Which lines in the data below contain the word "registry"? Copy each of them.

Collected data
= Beginning of Section =
PR #1417, opened 2022-05-19
Metadata in registry

adyach:
# One-line summary
use schema registry for binary event types


core-services/src/main/java/org/zalando/nakadi/service/SchemaService.java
= End of Section =
> [REPLY]:
Metadata in registry
use schema registry for binary event types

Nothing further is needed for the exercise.